Additionally, in order to examine the potential role of lexeme frequency, I searched for each verb in both samples in the corpus, which returns a calculation of the number of occurrences of that word per million words in the corpus. For the sample containing long-form Latinate irregulars, verb lexeme frequencies ranged from 0.7 to 261.9 (median = 16.7). For the short-form data set, lexeme frequencies ranged from 20.43 to 481.75 (median = 93.5). I, therefore, log-transformed these measures for both data sets for similar reasons to those described above. Finally, in order to investigate the potential role of contextual frequencies in patterns of regularization and innovation, I also followed similar procedures to calculate the frequencies of each of the verbs in each of the grammatical contexts under consideration in these analyses.

Statistical analysis was performed using R (R Core Team 2022). For each separate data set, I generated random forests (Liaw and Wiener 2002), which uses series of decision trees to classify the relative strength of each predictor value with regard to the dependent variable. Based on this output, together with theoretically informed predictions, I created a series of nested models using the lme4 package (Bates et al. 2015), considering grammatical context, verb lexeme frequency, and verb lexeme frequency in each of the grammatical contexts6 under consideration as potential predictors. For the sets of models for each grouping of the data, I included a random intercept for the verb.
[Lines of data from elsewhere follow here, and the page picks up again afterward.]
PR #2393, opened 2023-10-24
feat: Add support for specifying a list of existing namespaces

### LINKED ISSUE #2392: Add support for specifying list of namespaces for deployments

It would be good to have the ability to specify where certain resources are deployed in cases where a specific pre-existing namespace must be used. This would be an alternative to using generated namespaces or the "use existing namespaces" PR from ~2020. The mentioned PR still enforces namespace suffixes which is not always ideal. 

**Why is this needed**:

Certain k8s resources are only meant to be deployed in certain namespaces. This would allow the user to specify such processes.

kmichelsenG:
#### What type of PR is this?

/kind feature

This PR allows users to specify a list of pre-existing namespaces rather than using the generated ones. It is important in scenarios where certain resources are restricted to only be deployed in specific namespaces. 

Fixes #2392

### DIFF
--- a/clusterloader2/api/types.go
+++ b/clusterloader2/api/types.go
@@ -94,10 +94,17 @@ type Module struct {
 // In a given namespace range (or cluster scope if no range is specified)
 // it defines the number and the configuration of managed objects.
 type Phase struct {
-	// NamespaceRange defines the set of namespaces in which objects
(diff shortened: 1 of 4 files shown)


mborsz:
/ok-to-test

Looks good to me. Please sign CLA.

PR #2409, opened 2023-11-10
Add a template helper function for string slices

x13n:
#### What type of PR is this?

/kind feature

This is necessary for generating templates that iterate over values from a dynamically provided variable.

Fixes #


wojtek-t:
Retest won't help - test are broken now. We need to fix them...

PR #2416, opened 2023-11-15
Enable KubeState metrics for EKS and AWS providers

hakuna-matatah:
#### What type of PR is this?
Enable KubeState metrics for EKS and AWS providers. 
This is required to gather prom metrics dataset about state changes of k8s objects during the tests.
Enabling with just `PROMETHEUS_SCRAPE_KUBE_STATE_METRICS` flag doesn't work for EKS and AWS providers due to this explicit check with `AND` operation [here](https://github.com/kubernetes/perf-tests/blob/master/clusterloader2/pkg/prometheus/prometheus.go#L266)

Fixes #


hakuna-matatah:
@wojtek-t PTAL when you get a chance

Issue #2417, opened 2023-11-15
Validate In cluster network Latencies using probes when enabled


hakuna-matatah:
**What would you like to be added**:
 Ability to measure/validate In cluster network latencies SLOs for cloud-providers during CL2 load test when enabled with thresholds. 
It should be backwards compatible, so in order for that, set the default value to "0s" to not validate by default today based on condition [here](https://github.com/kubernetes/perf-tests/blob/master/clusterloader2/pkg/measurement/common/probes/probes.go#L231) 

**Why is this needed**:

I have discussed this in Sig-Scalability meeting couple weeks back with @wojtek-t  about needing this support to measure these In Cluster network latency SLOs that are already defined [here](https://github.com/kubernetes/community/blob/master/sig-scalability/slos/network_latency.md) 

It gives us the opportunity to catch regressions if any over time.

PR #2408, opened 2023-11-10
Feature gate to enable N/w Programming Latencies SLO measurement for …

hakuna-matatah:
…Load tests

#### What this PR does / why we need it:

This PR gives the ability to measure/validate Network Programming Latencies SLOs for cloudproviders during CL2 load test when enabled. 
It's backwards compatible, it defaults to feature being disabled.

#### Which issue(s) this PR fixes:

Fixes #
https://github.com/kubernetes/perf-tests/issues/2407

PR #2418, opened 2023-11-15
Feature gate to enable In cluster n/w Latencies SLO measurement for cloud providers

hakuna-matatah:
…Load tests

This PR gives the ability to measure/validate In cluster network latencies SLOs for cloudproviders during CL2 load test when enabled. 
It's backwards compatible, it defaults to not validate this SLO by defaulting the threshold value to 0.

Fixes #
https://github.com/kubernetes/perf-tests/issues/2417


hakuna-matatah:
@wojtek-t This is for ability to measure In cluster networking SLOs when enabled similar to other [PR](https://github.com/kubernetes/perf-tests/pull/2408) 
Please let me know if you have any questions.

PR #2420, opened 2023-11-17
[ClusterLoader2] run-e2e.sh improvements

jprzychodzen:
* Allows re-runs by checking if K8s objects exist before creating them
* We only mutate temporary config, which prevents breakages for a local workflow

Though further random effects are desirable to create the optimal model, additional specification was not possible due to convergence issues despite optimization. Future analyses with additional data will attempt to resolve this issue. Finally, I tested the goodness of fit for each of the models using the anova() function in R, a likelihood ratio test (Fox and Weisberg 2018) to select the optimal model for each data.

4. Results and Discussion

4.1. Long-Form Latinate Irregulars

4.1.1. Description of the Data

Of the 38 verbs examined, 2 showed no use of irregular forms (devolver, ‘to return’; dissolver, ‘to dissolve’), 1 showed no evidence of regularized forms (predizer, ‘to predict’), and 2 showed categorical usage patterns across grammatical contexts. Specifically, there was a clean split for the verbs fixar (‘to possess’) and juntar (‘to join’), for which there were no instantiations of long-form Latinate irregulars fixo or junto in perfect constructions. These verbs were excluded from further analysis, leaving a total of 35 verbs that had attested use of both irregular and regularized participles that were used in overlapping grammatical contexts. Of these verbs, benzer (‘to bless’), corromper (‘to corrupt’), desenvolver (‘to develop’), despertar (‘to wake up’), eleger (‘to choose’), envolver (‘to include, to contain’), fritar (‘to fry’), imprimir (‘to print’), morrer (‘to die’), revolver (‘to revolve’), romper (‘to break’), soltar (‘to release, to detach’) showed sufficient variation for statistical inference, as established by power analysis. See Appendix A for the full list of verbs, token counts, and usage distributions.

For these 12 verbs, I collected a total of 4800 past participle tokens, which included a total of 2671 tokens as adjectives, 280 tokens with estar, 1198 tokens with ser, and 652 tokens in perfect constructions. The overall results show that the irregular participle variants occurred more frequently as adjectives and with the verb estar, while the regularized forms occurred more frequently with ser and in perfect constructions. Specifically, 66.8% (n = 1783) of adjectival tokens and 66.1% (n = 185) of all tokens with estar in the sample occurred with the irregular participle variant. Conversely, 64% (n = 767) of tokens with ser occurred with the regularized variant, and perfect constructions nearly categorically (99.7%, n = 649) use the regularized form, as shown in Figure 1.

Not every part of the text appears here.